ホンダは来月のカナダGPでエンジンのアップデートを行うようだ。しかし、これにはコンプレッサーをVバンクの外に出すレイアウト変更は含まれず、エンジン本体(ICE)の燃焼技術だけを改良した、現行レイアウトのアップデート版になるという。したがって弱点の根本的な解決にはならないものの、燃費の悪さというハンデキャップを軽減するための大きなステップにはなるだろう。
シャシーについては、ピーター・プロドロモウ率いる空力デザインで頻繁にアップデートを投入してきた結果、ディテールのレベルはメルセデス、レッドブル、フェラーリに近づいてきたと考えてもよさそうだ。
プレシーズンテストが始まった時点でのMP4-31は、基本的にはMP4-30の発展型だったが、テスト終盤に新しい空力パッケージが投入されて開幕戦に向けた仕様になった。
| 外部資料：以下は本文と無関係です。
PR #413, opened 2026-05-26
Docker hardened images

lumburovskalina:
Main PR: https://github.com/code-kern-ai/refinery-ui/pull/104


.drone.yml
```diff
@@ -76,13 +83,20 @@ steps:
       - 'git config --global url."https://github.com/".insteadOf git@github.com:'
       - "git submodule update --recursive"
   - name: build and publish
-    image: plugins/docker
+    image: plugins/docker:21.2.8-linux-amd64
```
andhreljaKern:
```suggestion
    image: plugins/docker:21.2.8-linux-arm64
```

.drone.yml
```diff
@@ -140,12 +161,19 @@ steps:
...
```
andhreljaKern:
```suggestion
    image: plugins/docker:21.2.8-linux-arm64
```

dev.Dockerfile
```diff
@@ -17,4 +21,6 @@ RUN pip3 install --no-cache-dir -r requirements-dev.txt
 
 COPY / .
 
-CMD [ "/usr/local/bin/uvicorn", "--host", "0.0.0.0", "--port", "80", "app:app", "--reload" ]
+USER 65532:65532
```
JWittmeyer: 🔴 **CRITICAL**: Switching the dev container to USER 65532:65532 while leaving `COPY / .` unchanged (files remain root-owned) is likely to break `uvicorn --reload`, which needs to write `__pycache__` and other artifacts under `/app`. Expect permission errors at runtime unless the volume mount or an explicit `--chown` makes `/app` writable by UID 65532.

```suggestion
COPY --chown=65532:65532 . .

USER 65532:65532
```

Dockerfile
```diff
@@ -1,9 +1,20 @@
-FROM kernai/refinery-parent-images:v2.5.0-common
+ARG PARENT_IMAGE=kernai/refinery-parent-images:v2.5.0-common
```
JWittmeyer: 🔵 **NOTE**: The production Dockerfile default remains `PARENT_IMAGE=kernai/refinery-parent-images:v2.5.0-common` and the visible amd64 push pipeline does not pass a `PARENT_IMAGE` build-arg. Instead, `.drone.yml` configures `base_image_registry: registry.dev.kern.ai` with `base_image_username`/`base_image_password` from `docker_username`/`docker_password`, which is the Drone docker plugin mechanism for authenticating and pulling `FROM` base images from the private registry. That answers the mechanism question for the push pipeline shown, but dev.Dockerfile, tag/release pipelines, and proof that the private-registry tag is the hardened v2.5.0-common image were not in the provided evidence.

Dockerfile
```diff
@@ -13,6 +24,20 @@ COPY requirements.txt .
...
+ENV VENV_PATH=/opt/venv
+ENV PATH="${VENV_PATH}/bin:${PATH}"
+
+WORKDIR /app
+
+USER root
+
+COPY --from=builder --chown=65532:65532 ${VENV_PATH} ${VENV_PATH}
+COPY --from=builder --chown=65532:65532 /app /app
+
```
JWittmeyer, line 47: 🔵 **NOTE**: The runtime stage sets `USER 65532:65532` and copies artifacts with `--chown=65532:65532`, but the provided evidence does not include the `refinery-parent-images:v2.5.0-common` parent Dockerfile or any definition of its default user/group. Parent-image settings only show naming conventions (`kernai/refinery-parent-images:{version}-common`). UID/GID alignment with the base image contract cannot be confirmed or refuted from the supplied snippets.

Dockerfile
```diff
@@ -13,6 +24,20 @@ COPY requirements.txt .
 
 RUN pip3 install --no-cache-dir -r requirements.txt
 
-COPY / .
+COPY . .
```
JWittmeyer, line 29: 🔵 **NOTE**: The build pattern is confirmed: the builder runs `COPY . .` and the runtime stage copies the entire builder `/app` tree with `COPY --from=builder --chown=65532:65532 /app /app`, so anything in the build context not excluded would reach the final image. However, `.dockerignore` was not found in the provided cloned-repository evidence, so whether secrets and dev artifacts are actually excluded cannot be verified here.

Dockerfile
```diff
@@ -13,6 +24,20 @@ COPY requirements.txt .
...
+
+FROM ${PARENT_IMAGE}
```
JWittmeyer, line 37: 🔵 **NOTE**: Security improvement: build-only tooling (apt packages, Rust toolchain, gcc) stays in the builder stage and is not copied to runtime. Runtime attack surface is reduced versus the previous single-stage Dockerfile, though the full parent base image filesystem is still present in the final stage.

.drone.yml
```diff
@@ -111,12 +125,19 @@ steps:
...
+    depends_on:
+      - submodules
     settings:
       username:
         from_secret: dockerhub_username
       password:
         from_secret: dockerhub_password
+      base_image_registry: registry.dev.kern.ai
```
JWittmeyer: 🔵 **NOTE**: The visible amd64 push pipeline supplies `docker_username`/`docker_password` for both registry push auth and `base_image_registry` pull auth; no DockerHub publish step using `dockerhub_*` secrets appears in the provided (truncated) `.drone.yml`. Tag/release pipeline contexts called out in the finding were not included in the evidence, so availability of registry credentials for those builds cannot be confirmed or denied.

.drone.yml
```diff
@@ -13,13 +13,20 @@ steps:
       - 'git config --global url."https://github.com/".insteadOf git@github.com:'
       - "git submodule update --recursive"
   - name: build and publish
-    image: plugins/docker
+    image: plugins/docker:21.2.8-linux-amd64
```
JWittmeyer: 🔵 **NOTE**: Pinning `plugins/docker:21.2.8-linux-amd64` and adding explicit `depends_on: submodules` improves reproducibility and ordering. The amd64 plugin tag on arm64 pipelines is normal if buildx/platform is configured elsewhere in the pipeline.

dev.Dockerfile
```diff
@@ -1,11 +1,15 @@
...
+ARG PARENT_IMAGE=registry.dev.kern.ai/code-kern-ai/refinery-parent-images:dev-common
+FROM ${PARENT_IMAGE}
 
 WORKDIR /app
 
 VOLUME ["/app"]
 
-# used for encryption and zipping of files
-RUN apt-get update && apt-get install -y curl libc6-dev zlib1g gcc --no-install-recommends
+USER root
```
JWittmeyer, line 8: 🔵 **NOTE**: Dev image remains single-stage and retains curl/gcc/Rust in the final image. Acceptable for local development, but it is not equivalent to production hardening; avoid using `dev.Dockerfile` as a security reference for deployed images.

Dockerfile
JWittmeyer: 🟡 **SUGGESTION**: No HEALTHCHECK was added to the production image. Per the Docker review policy, define a health check (e.g. HTTP probe on port 80) so orchestrators can detect unhealthy instances without relying solely on process presence.

```
HEALTHCHECK --interval=30s --timeout=5s --start-period=10s --retries=3 \
  CMD curl -f http://127.0.0.1:80/health || exit 1
```

JWittmeyer:
🤖 Reviewed as part of PR group anchored at [code-kern-ai/refinery-ui#104](https://github.com/code-kern-ai/refinery-ui/pull/104). See the main PR for the full summary.

JWittmeyer (approved):

.drone.yml
```diff
@@ -13,13 +13,20 @@ steps:
...
+    depends_on:
+      - submodules
     settings:
       registry: registry.dev.kern.ai
       username:
         from_secret: docker_username
       password:
         from_secret: docker_password
+      base_image_registry: registry.dev.kern.ai
```
andhreljaKern:
```suggestion
      base_image_registry: dhi.io
```

.drone.yml
```diff
@@ -76,13 +83,20 @@ steps:
...
+    image: plugins/docker:21.2.8-linux-arm64
+    depends_on:
+      - submodules
     settings:
       registry: registry.dev.kern.ai
       username:
         from_secret: docker_username
       password:
         from_secret: docker_password
+      base_image_registry: registry.dev.kern.ai
```
andhreljaKern:
```suggestion
      base_image_registry: dhi.io
```

.drone.yml
andhreljaKern:
```suggestion
      base_image_registry: dhi.io
```

.drone.yml
```diff
@@ -140,12 +161,19 @@ steps:
...
-    image: plugins/docker
+    image: plugins/docker:21.2.8-linux-arm64
+    depends_on:
+      - submodules
     settings:
       username:
         from_secret: dockerhub_username
       password:
         from_secret: dockerhub_password
+      base_image_registry: registry.dev.kern.ai
```
andhreljaKern:
```suggestion
      base_image_registry: dhi.io
```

そのときの開発の焦点は、やはりフロントウイングに置かれていた。マクラーレンが昨年から取り入れているレーキ角の強いセットアップの場合、フロントウイングによってクルマ全体が空力的に「機能する」かどうかが決まるからだ。
こうした空力面の開発は、サスペンションのセットアップや「連結されていないFRIC」とでも言うべきリモートスプリングを作動させる巧妙な油圧機構にも影響を及ぼしている。
シーズン中の開発は、バーレーンで投入したフロントウイングのアップデートを中心に展開され、その他の部分はメルボルン仕様に小さなパーツを追加する形になっている。具体的にはウイングへのフィンの追加、ノーズ下面の垂直なベーンなどだ。
こうして見るとロシアGPの時点でMP4-31は、すでに必要と思われるものはすべて備え、理解に苦しむ風変わりなパーツはなく、明らかに欠けていると考えられる部分もない。つまりマシンとしては、ある程度まで、まとまってきているとも言える。そのためチームが「重要な」と形容したスペインGPでのアップデートパッケージは、見た目のラディカルな変化を伴わない可能性が高い。
別の言い方をすれば、今回のアップデートは前後のウイング、フロア、ターニングベーンなど細かいアップデートの集合体なのではないだろうか。パーツのひとつひとつが以前と比べて大きく進歩するというよりも、それらがうまく相互作用するように最適化されるはずだ。「Bスペック」と呼べるほどの大きな変化ではないにせよ、明らかな進化ではあるだろう。
とはいえ、ヨーロッパラウンドの初戦となるスペインでは、他チームも大規模なアップデート投入を予定している。マクラーレンとしては、フォース・インディア、ルノー、ハースといった他の中団チームの開発を上回る進化を実現しなければ、今回のアップデートに実質的な効果はなかったことになる。
マクラーレンがアップグレードを成功させた場合、単純に彼らのペースが速くなるだけではなく、中団グループのライバルに心理的な影響を及ぼすことも考えられる。今季このグループに属するチームの多くが予算面で厳しい状況にあり、来年の大幅なルール変更への準備も考えると、リソースの豊富なマクラーレンに対抗して、シーズン中の開発に巨額の費用を投じ続けるのは難しい。
このためマクラーレンが今回のアップデートで明らかに一歩抜きん出た場合には、中団グループのチームは今年の開発に見切りをつけて、2017年のクルマに専念することを考えはじめるかもしれない。そうなればマクラーレンの相対的な競争力は上がり、成績面でもさらなる向上が期待できるだろう。
しかし、これとは正反対の状況になる可能性も否定できない。このアップデートでフィールド前方との距離を縮められなければ、マクラーレンが他チームよりも早く、来季のクルマに集中する……という選択もありうるのだ。
スペインGPの成績はマクラーレンばかりでなく、中団グループの他チームにとっても今季の勢力図を考える上で、きわめて大きな意味を持つことになる。